Consider this scenario. A family goes online to book a spot for their 15-foot tent trailer. They select a campground’s last long 80-foot pull-through for the weekend. The next guy on the park’s website is driving a 40-foot-long mansion, but the only site left for the weekend is a 30-foot back-in spot.
In the past at most parks, the campground owner would be free to move the tent trailer folks to the smaller site and grant the motorhome access to the larger site. Likely, the move was executed by a sophisticated automated system designed to maximize the use of a park’s inventory. It didn’t really matter that the tent trailer folks really wanted that big site they had reserved, perhaps because they were traveling as part of a group.
If the tent camper folks had the option of accepting a site-lock fee and paying a bit more to guarantee that site, the campground’s booking system now knows it doesn’t have the option of moving the tent camper for the 80-foot site to make room for someone else.
Get used to site locks
While far from universal, site-lock fees are becoming more common on campgrounds throughout the U.S.
For example, about 170 of Kampgrounds of America’s 520 parks use a feature it calls “Select My Site,” according to Andy Metroka, KOA’s Senior Vice President of Information Services. Metroka said Select My Site has had a high campground adoption rate for such a new feature.
KOA isn’t alone. Almost all of the plethora of camping reservation systems in the market offer campground owners some sort of site-lock feature.
Yet campground owners are a bit torn when it comes to adding the site guarantee feature to their reservation systems.
On one hand, you have owners who see site locks as a revenue generation tool, just another part of the reservation transaction. In exchange for the loss of flexibility to move campers from site to site to accommodate the maximum number of reservations, the campground gets paid a premium. The campground is compensated for its loss of flexibility and the camper gets a guarantee of the site they really want.
Campgrounds who have adopted lock fees such as KOA’s Select My Site feature are finding that many guests are more than willing to pay the premium.

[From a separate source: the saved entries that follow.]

PR #26056, opened 2020-08-05
[rosdep] add python3 keys for pymodbus and urllib3

mikaelarguedas:
pymodbus:
debian: https://packages.debian.org/buster/python3-pymodbus
fedora: https://fedora.pkgs.org/32/fedora-x86_64/python3-pymodbus-2.3.0-2.fc32.noarch.rpm.html
ubuntu: https://packages.ubuntu.com/focal/python3-pymodbus

urllib3:
debian: https://packages.debian.org/buster/python3-urllib3
fedora: https://fedora.pkgs.org/32/fedora-x86_64/python3-urllib3-1.25.7-3.fc32.noarch.rpm.html
gentoo: https://packages.gentoo.org/packages/dev-python/urllib3
ubuntu: https://packages.ubuntu.com/focal/python3-urllib3

### DIFF
--- a/rosdep/python.yaml
+++ b/rosdep/python.yaml
@@ -6408,6 +6408,11 @@ python3-twisted:
     '*': ['python%{python3_pkgversion}-twisted']
     '7': null
   ubuntu: [python3-twisted]
+python3-urllib3:
+  debian: [python3-urllib3]
+  fedora: [python3-urllib3]
+  gentoo: [dev-python/urllib3]
+  ubuntu: [python3-urllib3]
 python3-usb:
   debian: [python3-usb]
   gentoo: [dev-python/pyusb]
--- a/rosdep/python.yaml
+++ b/rosdep/python.yaml
@@ -5998,6 +5998,10 @@ python3-pykdl:
     '*': [python3-pykdl]
     'bionic': null
     'xenial': null
+python3-pymodbus:
+  debian: [python3-pymodbus]
+  fedora: [python3-pymodbus]
+  ubuntu: [python3-pymodbus]
 python3-pyparsing:
   arch: [python-pyparsing]
   debian: [python3-pyparsing]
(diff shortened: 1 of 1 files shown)


sloretz (approved):

rosdep/python.yaml
```diff
@@ -5998,6 +5998,10 @@ python3-pykdl:
     '*': [python3-pykdl]
     'bionic': null
     'xenial': null
+python3-pymodbus:
+  debian: [python3-pymodbus]
```
clalancette, line 6002: This key isn't available in `stretch`.  It *is* available in `stretch-backports`, but we don't usually allow keys in the backports repository, as I understand it.  So I think this will have to get split out to a `null` key for `stretch` and `python3-pymodbus` for everything else.

rosdep/python.yaml
```diff
@@ -5998,6 +5998,10 @@ python3-pykdl:
...
+  fedora: [python3-pymodbus]
+  ubuntu: [python3-pymodbus]
```
clalancette, line 6004: There's a similar situation for Ubuntu; the key is not available in Xenial, so a null key there and `python3-pymodbus` everywhere else.

clalancette (changes requested):

rosdep/python.yaml
mikaelarguedas: My bad, addressed in https://github.com/ros/rosdistro/pull/26056/commits/85aee79a8a6de248b97f0596cfc9a2324b4d1025

rosdep/python.yaml
mikaelarguedas: I didnt know stretch was still a required platform for new keys as it went EOL last month.
Addressed in https://github.com/ros/rosdistro/pull/26056/commits/85aee79a8a6de248b97f0596cfc9a2324b4d1025

clalancette: > I didnt know stretch was still a required platform for new keys as it went EOL last month.

I didn't realize that.  Thanks for the heads up; for now, I think we can leave the key since we've added it.

clalancette (approved):

PR #26150, opened 2020-08-10
costmap_tf_layer: 1.0.1-1 in 'melodic/distribution.yaml' [bloom]

igorbanfi:
Increasing version of package(s) in repository `costmap_tf_layer` to `1.0.1-1`:

- upstream repository: https://github.com/igorbanfi/costmap_tf_layer.git
- release repository: https://github.com/igorbanfi/costmap_tf_layer-release.git
- bloom version: `0.9.7`

## costmap_tf_layer

```
* Initial commit
* Contributors: Igor Banfi
```

### DIFF
--- a/melodic/distribution.yaml
+++ b/melodic/distribution.yaml
@@ -1762,6 +1762,17 @@ repositories:
       url: https://github.com/rst-tu-dortmund/costmap_converter.git
       version: master
     status: developed
+  costmap_tf_layer:
+    release:
+      tags:
+        release: release/melodic/{package}/{version}
+      url: https://github.com/igorbanfi/costmap_tf_layer-release.git
+      version: 1.0.1-1
+    source:
+      type: git
+      url: https://github.com/igorbanfi/costmap_tf_layer.git
+      version: melodic-devel
+    status: developed
   cpr_multimaster_tools:
     doc:
       type: git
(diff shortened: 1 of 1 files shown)


melodic/distribution.yaml
```diff
@@ -11283,6 +11283,17 @@ repositories:
       url: https://github.com/RobotWebTools/tf2_web_republisher.git
       version: master
     status: maintained
+  tf_layer:
+    release:
+      tags:
+        release: release/melodic/{package}/{version}
+      url: https://github.com/igorbanfi/tf_layer-release.git
```
clalancette, line 11290: Since this is such a new package, I'm going to suggest that you rename it.  `tf_layer` is very ambiguous, and actually doesn't totally describe what it does; from the description, it looks like it does costmaps from tfs.

The name used here matters, as this is the name that gets used to build the debian packages.  Imagine seeing `ros-melodic-tf-layer` in your list of packages; it doesn't tell you much about what it does, and it could be used for a lot of things.

I'll suggest renaming repository to something like `costmap_tf_layer` (GitHub will automatically redirect from the old URL), and also renaming the package to `costmap_tf_layer`.  You can choose another name, but please make it less ambiguous.

clalancette (changes requested):

melodic/distribution.yaml
igorbanfi: Have renamed the package to `costmap_tf_layer`.

clalancette: Thanks for agreeing to that!  It makes it much easier to fit into the ecosystem.

clalancette (approved):

PR #26211, opened 2020-08-17
Adding new repository for indexing: gpio_control

cst0:
This package provides control of GPIO pins from ROS. Support is offered both through hardware-specific API's of popular platforms (most notably the Raspberry Pi and Nvidia Jetson) which come bundled with the official operating system for the device, as well as through the Linux filesystem hierarchy standard, which allows for control of GPIO pins through manipulating the contents of the /sys/class/gpio directory. This in turn allows for support of a wide variety of Linux devices with GPIO pins. Additionally, pieces of the implementation of the node are made available in a utilities class, which provides a platform-agnostic implementation of GPIO pin control to aid with software stacks that attempt to avoid locking themselves into one platform.

This code has been tested on Melodic and Kinetic on a handful of platforms in a handful of different configurations. This is my first time contributing code to the ROS index, so please let me know if there are any additional steps I need to take or things I need to change.

### DIFF
--- a/kinetic/distribution.yaml
+++ b/kinetic/distribution.yaml
@@ -4260,6 +4260,11 @@ repositories:
         release: release/kinetic/{package}/{version}
       url: https://github.com/robustify/gmplot_ros-release.git
       version: 1.0.1-0
+  gpio_control:
+    doc:
+      type: git
+      url: https://github.com/cst0/gpio_control-release
+      version: master
   gps_goal:
     doc:
       type: git
--- a/kinetic/distribution.yaml
+++ b/kinetic/distribution.yaml
@@ -4265,6 +4265,7 @@ repositories:
       type: git
       url: https://github.com/cst0/gpio_control-release
       version: master
+    status: maintained
   gps_goal:
     doc:
       type: git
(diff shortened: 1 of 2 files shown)


cst0:
I believe I see the issue with the automatic checks: the URL in my package.xml was incorrect. I've pushed a fix to that issue.

cst0:
Well, I'm stumped. Still getting an issue in regards to a link being incorrect somewhere, but all the links I've put into the yaml's and into my package.xml resolve fine. What am I missing here?

clalancette (changes requested):
There are a few different problems here.

First, please split up adding your package to different ROS distributions into different PRs.  The main reason for this is that the ROS distros are on different sync schedules, so it can sometimes be hard to find a window when they are both not in freeze.

Second, you really should not name your repository `gpio_control-release`.  While we allow any arbitrary repository names, by convention the `-release` repository is the repository that contains the metadata for building the binary packages.  The source repositories generally don't have that `-release` suffix, so I'll propose you rename your repository to `gpio_control`.

Third, there should be no "version" tag at the same level as `doc`; that's what the linter is complaining about.

I think with all of those fixed, this will be in much better shape.

cst0:
OK, thanks for the help, I'll make those changes. I'm going to go ahead and close this PR since you've asked to split the addition into two different PR's.

PR #26214, opened 2020-08-17
neo_local_planner: 1.0.0-1 in 'melodic/distribution.yaml'

padhupradheep:


melodic/distribution.yaml
```diff
@@ -6268,6 +6268,17 @@ repositories:
       url: https://github.com/ros-planning/navigation_tutorials.git
       version: indigo-devel
     status: maintained
+  neo_local_planner:
+    doc:
+      type: git
+      url: https://github.com/neobotix/neo_local_planner.git
+      version: 1.0.0
```
clalancette, line 6275: First, this tag doesn't exist in the repository.  Second, we actually don't support tags here; it must be a branch.  If you switch this to the `melodic` branch, the linters will probably pass.

Note that your source repository is also missing a LICENSE file, so please add that as well.

clalancette (changes requested):

melodic/distribution.yaml
padhupradheep: Changed the tags and added the LICENSE file! 

Pradheep

clalancette: Thanks, appreciated.

PR #26215, opened 2020-08-17
Add jupyter-nbconvert

azazdeaz:
Package Name: `jupyter-nbconvert`
 - arch: https://www.archlinux.org/packages/community/any/jupyter-nbconvert/
 - debian: https://packages.debian.org/buster/jupyter-nbconvert
 - ubuntu: https://packages.ubuntu.com/eoan/jupyter-nbconvert

It makes it simple to implement ROS executables as notebooks. ([example](https://github.com/azazdeaz/ros-grpc-api-generator/blob/ros/scripts/generate#L3))

### DIFF
--- a/rosdep/python.yaml
+++ b/rosdep/python.yaml
@@ -204,6 +204,7 @@ jupyter-nbconvert:
   arch: [jupyter-nbconvert]
   debian: [jupyter-nbconvert]
   fedora: [jupyter-nbconvert]
+  gentoo: [dev-python/nbconvert]
   ubuntu: 
     '*': [jupyter-nbconvert]
     xenial: null
--- a/rosdep/python.yaml
+++ b/rosdep/python.yaml
@@ -205,7 +205,7 @@ jupyter-nbconvert:
   debian: [jupyter-nbconvert]
   fedora: [jupyter-nbconvert]
   gentoo: [dev-python/nbconvert]
-  ubuntu: 
+  ubuntu:
     '*': [jupyter-nbconvert]
     xenial: null
 jupyter-notebook:
--- a/rosdep/python.yaml
+++ b/rosdep/python.yaml
@@ -200,6 +200,10 @@ ipython3:
   debian: [ipython3]
   fedora: [ipython3]
   ubuntu: [ipython3]
+jupyter-nbconvert:
+  arch: [jupyter-nbconvert]
+  debian: [jupyter-nbconvert]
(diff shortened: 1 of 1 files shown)


rosdep/python.yaml
```diff
@@ -200,6 +200,10 @@ ipython3:
   debian: [ipython3]
   fedora: [ipython3]
   ubuntu: [ipython3]
+jupyter-nbconvert:
+  arch: [jupyter-nbconvert]
+  debian: [jupyter-nbconvert]
+  ubuntu: [jupyter-nbconvert]
```
clalancette, line 206: Unfortunately, `jupyter-nbconvert` isn't available on Ubuntu Xenial, which we are still supporting until next year.  We'll have to make a concession to that:

```
ubuntu:
  '*': [jupyter-nbconvert]
  xenial: null
```

clalancette (dismissed):
One thing inline.

Also, it looks like this is available in Fedora as well: https://fedora.pkgs.org/31/fedora-x86_64/python3-nbconvert-5.6.0-2.fc31.noarch.rpm.html .  Can you please add that key?

rosdep/python.yaml
azazdeaz: Ah, thank you for catching it! :)

claireyywang (changes requested):
there's a gentoo one as well https://packages.gentoo.org/packages/dev-python/nbconvert for our packaging job, would be nice to add that.

Not sure why the CI failed though. It seems to be about the formatting of this PR. Maybe check if there's any trailing white space?

azazdeaz:
> Not sure why the CI failed though. It seems to be about the formatting of this PR. Maybe check if there's any trailing white space?

That was the issue, thanks! :)

rosdep/python.yaml
```diff
@@ -200,6 +200,14 @@ ipython3:
   debian: [ipython3]
   fedora: [ipython3]
   ubuntu: [ipython3]
+jupyter-nbconvert:
+  arch: [jupyter-nbconvert]
+  debian: [jupyter-nbconvert]
+  fedora: [jupyter-nbconvert]
```
clalancette, line 206: From the link I posted earlier, the Fedora key should be `python3-nbconvert`

azazdeaz: Thank you!

claireyywang (approved):
LGTM

PR #26226, opened 2020-08-18
adding graphql client library as pip to rosdep

bbferka:
new entry for the graphql python client library
- GIT:  https://github.com/graphql-python/gql
- pypi: https://pypi.org/project/gql/

### DIFF
--- a/rosdep/python.yaml
+++ b/rosdep/python.yaml
@@ -1908,13 +1908,6 @@ python-gpxpy:
     zesty:
       pip:
         packages: [gpxpy]
-python-graphitesend-pip:
-  debian:
-    pip:
-      packages: [graphitesend]
-  ubuntu:
-    pip:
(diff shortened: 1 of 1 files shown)


rosdep/python.yaml
```diff
@@ -1908,6 +1908,16 @@ python-gpxpy:
     zesty:
       pip:
         packages: [gpxpy]
+python-gql-pip:
```
tfoote, line 1911: Our new policy is to make new rules prefixed with python3 not python as that's the new default.

tfoote (changes requested):
please update the prefix. Note that you'll have to move it to maintain alphabetization.

tfoote (approved):
No problem. Thanks for iterating. lgtm

jacobperron (approved):

PR #26235, opened 2020-08-19
noetic: Add doc info for sensehat_ros

allxone:
I'd like sensehat_ros to be indexed and documented on ros.org.

### DIFF
--- a/noetic/distribution.yaml
+++ b/noetic/distribution.yaml
@@ -4303,6 +4303,11 @@ repositories:
         release: release/noetic/{package}/{version}
       url: https://github.com/ros-gbp/sbpl-release.git
       version: 1.3.1-3
+  sensehat_ros:
+    doc:
+      type: git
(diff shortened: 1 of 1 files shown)


mabelzhang (approved):

mabelzhang (commented):
Looks fine. I noticed this isn't created by Bloom. Is there a reason for that? I only ask because that is the typical preferred way.

allxone:
@mabelzhang I understand ROS packages with Python pip dependencies in the package.xml can't be built by the ROS buildfarm ([#764](https://github.com/ros-infrastructure/ros_buildfarm/issues/764)).
sensehat_ros has two Python pip dependencies installed via rosdep (python3-sense-emu-pip and python3-sense-hat-pip). These Python packages are not available via official Debian packages.
I can't see any viable option here, please let me know if I am wrong.

mabelzhang:
@allxone Thank you for the explanation!

PR #26250, opened 2020-08-20
diagnostics: 1.9.6 in melodic/distribution.yaml

g-gemignani:


g-gemignani:
I found an issue in the release that slipped through the tests. I am closing it and reopening it once I clarified it.

PR #26325, opened 2020-08-26
Update python-dev for focal

paulbovbel:
I apologize if I'm barking up the wrong tree, so bear with me please.

I'm trying to fix the following build: http://build.ros.org/view/Ndev/job/Ndev__catkin_virtualenv__ubuntu_focal_amd64/4/console

catkin_virtuaelnv allows downstream packages to bundle a python2 or python3 virtualenv, so it needs to add a `python-dev` build_export_depends.

This breaks in focal, even though AFAIK `python-dev` exists as a virtual package for `python-dev-is-python2`. Is there a reason the builder is unable to pull that package in?

### DIFF
--- a/rosdep/base.yaml
+++ b/rosdep/base.yaml
@@ -5381,7 +5381,9 @@ pybind11-dev:
 python-dev:
   debian: [python-dev]
   fedora: [python2-devel]
-  ubuntu: [python-dev]
+  ubuntu:
+    '*': [python-dev]
+    'focal': [python-dev-is-python2]
 qhull-bin:
   arch: [qhull]
   debian: [qhull-bin]
--- a/rosdep/base.yaml
+++ b/rosdep/base.yaml
@@ -5383,7 +5383,7 @@ python-dev:
   fedora: [python2-devel]
   ubuntu:
     '*': [python-dev]
-    'focal': [python-dev-is-python2]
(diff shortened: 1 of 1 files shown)


rosdep/base.yaml
```diff
@@ -5381,7 +5381,9 @@ pybind11-dev:
 python-dev:
   debian: [python-dev]
   fedora: [python2-devel]
-  ubuntu: [python-dev]
+  ubuntu:
+    '*': [python-dev]
+    'focal': [python-dev-is-python2]
```
jacobperron, line 5386: I think the issue you're seeing is because `python-dev` does not exist in Focal. Maybe the correct thing to do here is install [`python2-dev`](https://packages.ubuntu.com/focal/python2-dev) instead?

paulbovbel: python-dev is 'pure virtual', though I'm not super familiar with what that means. I think you're right though that I should just use python2-dev.

Should I create a new rosdep key for that, or should I replace the focal entry for `python-dev` so as to keep the package.xml consistent?

jacobperron: Replacing the focal entry as you've done seems right to me. Let's get a third opinion in any case.

jacobperron (approved):

ahcorde (approved):

PR #28920, opened 2021-03-31
franka_ros: 0.7.1-2 in 'noetic/distribution.yaml' [bloom]

fwalch:
Increasing version of package(s) in repository `franka_ros` to `0.7.1-2`:

- upstream repository: https://github.com/frankaemika/franka_ros.git
- release repository: https://github.com/frankaemika/franka_ros-release.git
- bloom version: `0.10.3`
- previous version for package: `0.7.1-1`

### DIFF
--- a/noetic/distribution.yaml
+++ b/noetic/distribution.yaml
@@ -2053,14 +2053,16 @@ repositories:
       packages:
       - franka_control
       - franka_description
+      - franka_example_controllers
       - franka_gripper
       - franka_hw
       - franka_msgs
+      - franka_ros
       - franka_visualization
       tags:
         release: release/noetic/{package}/{version}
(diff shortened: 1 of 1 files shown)


tfoote:
This only has a debian increment change, but I see what appears to be upstream changes. Most of the time this will work but the correct thing to do is a patch release of the upstream content so that a new original tar ball is created, instead of overwriting the current one which has pitfalls relating to caching in the release pipeline.

fwalch:
The only change was that the `noetic.ignored` file was removed from the release repo. Previously, we ignored some packages because a dependency had not been published yet, but this was resolved recently (https://github.com/ros/rosdistro/pull/28851).

tfoote:
ok great, that's reasonable for a debian increment. Thanks for the clarification.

On the other hand, there are still owners out there who reject site-lock fees because they either don’t want to “nickel and dime” campers when making reservations, or they don’t want to lose the ability to move campers to maximize their parks.
Remember, it’s optional
The site-lock fee option is here to stay. More campgrounds will be adopting it as site demand climbs and empty sites – even midweek – vanish.
It’s important to remember that any site-lock fee is simply an option offered to campers, not a requirement. If it doesn’t matter where on a park you camp – as long as you fit – don’t click the site lock box.
But if you really, really want that special spot and don’t want to take any chances, then make the click.